« Là où il n'y a pas de liberté économique, il n'y a pas de liberté politique. » – Milton Friedman
Le gouvernement a abaissé mardi soir sa prévision de croissance pour 2026 de 1 % à 0,9 %, intégrant enfin l'impact du conflit au Moyen-Orient et de la flambée des prix de l'énergie. L'inflation est désormais attendue à 1,9 %. Un nouveau comité d'alerte des finances publiques se réunira le 21 avril à Bercy pour affiner le scénario. Avec une dette à 118,2 % du PIB et un déficit qui ne passera sous les 3 % qu'en 2032, cette révision de 0,1 point est un aveu pudique : la réalité rattrape toujours les tableurs de Bercy, simplement avec quelques mois de retard. Et 0,9 % reste probablement optimiste.
Sources : La Gazette France, Banque de France, Actu Roubaix
Alors que le faucon Joachim Nagel avait qualifié une hausse des taux d'« option » le 26 mars, le gouverneur finlandais Olli Rehn a tempéré ce discours lundi, estimant qu'un relèvement lors de la réunion du 30 avril n'est « pas évident ». Les taux restent inchangés depuis juin 2025 : dépôt à 2 %, refinancement à 2,15 %, prêt marginal à 2,40 %. L'inflation en zone euro, tirée par l'énergie, est prévue à 2,5 % pour 2026. Francfort est prise dans le piège classique du choc d'offre : monter les taux pour combattre une inflation importée revient à punir les entreprises européennes pour les erreurs géopolitiques d'autrui.
Sources : Boursorama, Raisin, Banque de France
Les prévisions convergent vers un taux de chômage de 7,8 à 8 % au deuxième trimestre 2026, contre 7,4 % fin 2024. L'OFCE table sur 8 %, l'Insee et la Banque de France sur 7,8 %. Le ralentissement est net : 51 000 emplois nets créés au troisième trimestre 2025, contre 214 000 un an plus tôt, tandis que la population active a progressé de 249 000 personnes.

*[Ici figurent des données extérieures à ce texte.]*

PR #233, opened 2019-09-11
Sarkars/some cleanup

sayantan-nervana:
1. Encapsulate's member variables end with `_` to follow TF convention
2. `CachePipelinedTensorIfNeeded` renamed to `UpdatePipelinedTensorCache`
3. Single `ClearExecMaps` function instead of 5 different clear functions to clear the ngexec maps
4. Certain functions of impl are only used in varopts path, so moved them under an `#ifdef NGRAPH_TF_ENABLE_VARIABLES_AND_OPTIMIZERS`
5. `SetCopyLog` incorrectly resets the stringstream. Correcting it to append, and renaming it to `AppendCopyLog`
6. Added `GetPipelineIdxAndTensors` that subsumes 3 function calls. Moved subsumed functions to `private`, since they are no longer being used by encapsulate op directly

TODO: check speeds of resnet etc on CPU/GPU on normal/varopts builds

https://jira.devtools.intel.com/browse/NGTF-2263

Abandoning in favor of: https://github.com/tensorflow/ngraph-bridge/pull/257

PR #257, opened 2019-09-24
Sarkars/some cleanup  1

sayantan-nervana:
1. Encapsulate's member variables end with _ to follow TF convention
2. `CachePipelinedTensorIfNeeded` renamed to `UpdatePipelinedTensorCache`
3. Single `ClearExecMaps` function instead of 5 different clear functions to clear the ngexec maps
4. Certain functions of impl are only used in varopts path, so moved them under an `#ifdef NGRAPH_TF_ENABLE_VARIABLES_AND_OPTIMIZERS`
5. `SetCopyLog` incorrectly resets the stringstream. Correcting it to append, and renaming it to `AppendCopyLog`
6. Added `GetPipelineIdxAndTensors` that subsumes 3 function calls. Moved subsumed functions to private, since they are no longer being used by encapsulate op directly
7. removed the if-def around the Get and Set graph id, since it is useful debugging info fro all types of builds (not just relevant to varopts build)

Merge conflict resolved version of https://github.com/tensorflow/ngraph-bridge/pull/233


ngraph_bridge/ngraph_encapsulate_impl.cc
```diff
@@ -535,11 +535,11 @@ Status NGraphEncapsulateImpl::ParseNodeAttributes(
   return Status::OK();
 }
 
-Status NGraphEncapsulateImpl::CachePipelinedTensorIfNeeded(
+Status NGraphEncapsulateImpl::UpdatePipelinedTensorCache(
```
shresthamalik: Rename to InitializePipelinedTensorCache ?

ngraph_bridge/ngraph_encapsulate_impl.cc
```diff
@@ -588,6 +588,55 @@ void NGraphEncapsulateImpl::DumpNgFunction(
...
+  m_ng_exec_output_cache_map.clear();
+  m_ng_exec_map.clear();
+  m_serialized_ng_function_map.clear();
+  m_executable_pipelined_tensors_map.clear();
+}
+
+Status NGraphEncapsulateImpl::GetPipelineIdxAndTensors(
+    const std::shared_ptr<ngraph::runtime::Executable>& ng_exec,
+    std::tuple<int, PipelinedTensorVector, PipelinedTensorVector>& tpl) {
+  if (GetExecCanCreateTensor()) {
```
shresthamalik: Do we need this if?

ngraph_bridge/ngraph_encapsulate_impl.cc
```diff
@@ -588,6 +588,55 @@ void NGraphEncapsulateImpl::DumpNgFunction(
...
+          "Expected GetTensorsFromPipeline to return an index >= 0, but got ",
+          pipeline_idx);
+    }
+  }
+  return Status::OK();
+}
+
+Status NGraphEncapsulateImpl::ReturnPipelinedTensors(
+    std::shared_ptr<ngraph::runtime::Executable> ng_exec, size_t idx) {
+  if (GetExecCanCreateTensor()) {
```
shresthamalik: Same comment

ngraph_bridge/ngraph_encapsulate_impl.h
```diff
@@ -85,25 +85,43 @@ class NGraphEncapsulateImpl {
...
 
-  const int& GetNgraphCluster() { return m_ngraph_cluster; }
-
-  void SetNgraphCluster(const int& cluster) { m_ngraph_cluster = cluster; }
-
   int GetGraphId() { return m_graph_id; }
 
   void SetGraphId(const int& graph_id) { m_graph_id = graph_id; }
 
+  void AppendCopyLog(const string str) { copy_log_str << str; }
```
shresthamalik: The graph ids are attached irrespective of the build. Need to be out of the ifdef

ngraph_bridge/ngraph_encapsulate_impl.cc
sayantan-nervana: Yes.

If we call `UpdatePipelinedTensorCache` or `GetTensorsFromPipeline` without the `if`, they will throw errors.

ngraph_bridge/ngraph_encapsulate_impl.h
sayantan-nervana: True, but `GetGraphId` is used only in `NGRAPH_TF_ENABLE_VARIABLES_AND_OPTIMIZERS` build

ngraph_bridge/ngraph_encapsulate_impl.cc
sayantan-nervana: `UpdatePipelinedTensorCache` was the name decided in one of the meetings, so used that.

ngraph_bridge/ngraph_encapsulate_impl.h
shresthamalik: Please remove the if-def from the encap_op.cc too. The graph-ids help in debugging/logging and can be used in other builds.  It is also more consistent: we attach it, we read it and keep it handy incase we need it.
We did not have an in-def originally, must have been added somewhere in the refactoring
https://github.com/tensorflow/ngraph-bridge/blob/r0.18/ngraph_bridge/ngraph_encapsulate_op.cc#L110

ngraph_bridge/ngraph_encapsulate_impl.cc
shresthamalik: The calling function have the same check
https://github.com/tensorflow/ngraph-bridge/blob/master/ngraph_bridge/ngraph_encapsulate_op.cc#L328.

Maybe its better that way so the user knows what it is calling

ngraph_bridge/ngraph_encapsulate_impl.h
sayantan-nervana: moved graphis functions outside ifdef, and removed ifdef from calling code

Le marché du travail français souffre de ses rigidités habituelles : un Code du travail de 3 500 pages, des charges patronales parmi les plus élevées d'Europe, et un SMIC qui monte plus vite que la productivité. On ne crée pas d'emplois en rendant l'embauche plus coûteuse et le licenciement plus risqué.
Sources : AEF Info, Journal de l'Économie, Immoprêt
L'Union européenne et l'Australie ont signé un accord commercial historique qui éliminera 99 % des droits de douane sur les exportations européennes. Parallèlement, la Commission a approuvé la plus ambitieuse réforme de l'union douanière depuis 1968, avec une architecture numérique modernisée et de nouvelles mesures pour le e-commerce. Voilà une bonne nouvelle qu'il faut saluer sans réserve : quand l'Europe négocie des accords de libre-échange plutôt que d'ériger des barrières, tout le monde y gagne — les producteurs australiens de matières premières comme les exportateurs européens de produits manufacturés. Bastiat applaudirait.
Sources : Observatoire de l'Europe, Toute l'Europe
La loi de finances 2026, promulguée le 19 février, installe progressivement ses nouvelles taxes. La « taxe sur les petits colis » de 2 euros par article vise les plateformes e-commerce, officiellement pour lutter contre la concurrence déloyale. S'y ajoute une taxe de 20 % sur les holdings patrimoniales contrôlées par des personnes physiques au-delà de 5 millions d'euros. L'engagement de « pas de hausse d'impôts pour les Français » tient grâce à un tour de passe-passe sémantique : on ne hausse pas les impôts existants, on en crée de nouveaux. Le consommateur qui commande en ligne paiera bien 2 euros de plus par article — mais comme c'est une « taxe sur les plateformes », ce n'est pas un impôt sur les Français. Évidemment.
Sources : Public Sénat, economie.gouv.fr, Deloitte Avocats
L'IREF publie via Contrepoints une analyse cinglante du système fiscal français, classé parmi les moins prévisibles du continent. Entre les changements de règles fiscales incessants, les niches créées puis supprimées, et les dispositifs rétroactifs, les contribuables et les entreprises naviguent à vue. L'instabilité fiscale est un impôt invisible : celui de l'incertitude. Quand un entrepreneur ne sait pas combien il paiera d'impôts dans deux ans, il n'investit pas, n'embauche pas, n'innove pas. La France possède 500 niches fiscales pour un coût de 90 milliards d'euros — et pourtant les recettes ne suffisent jamais. Peut-être que le problème n'est pas le nombre de niches, mais le niveau de base qui les rend nécessaires.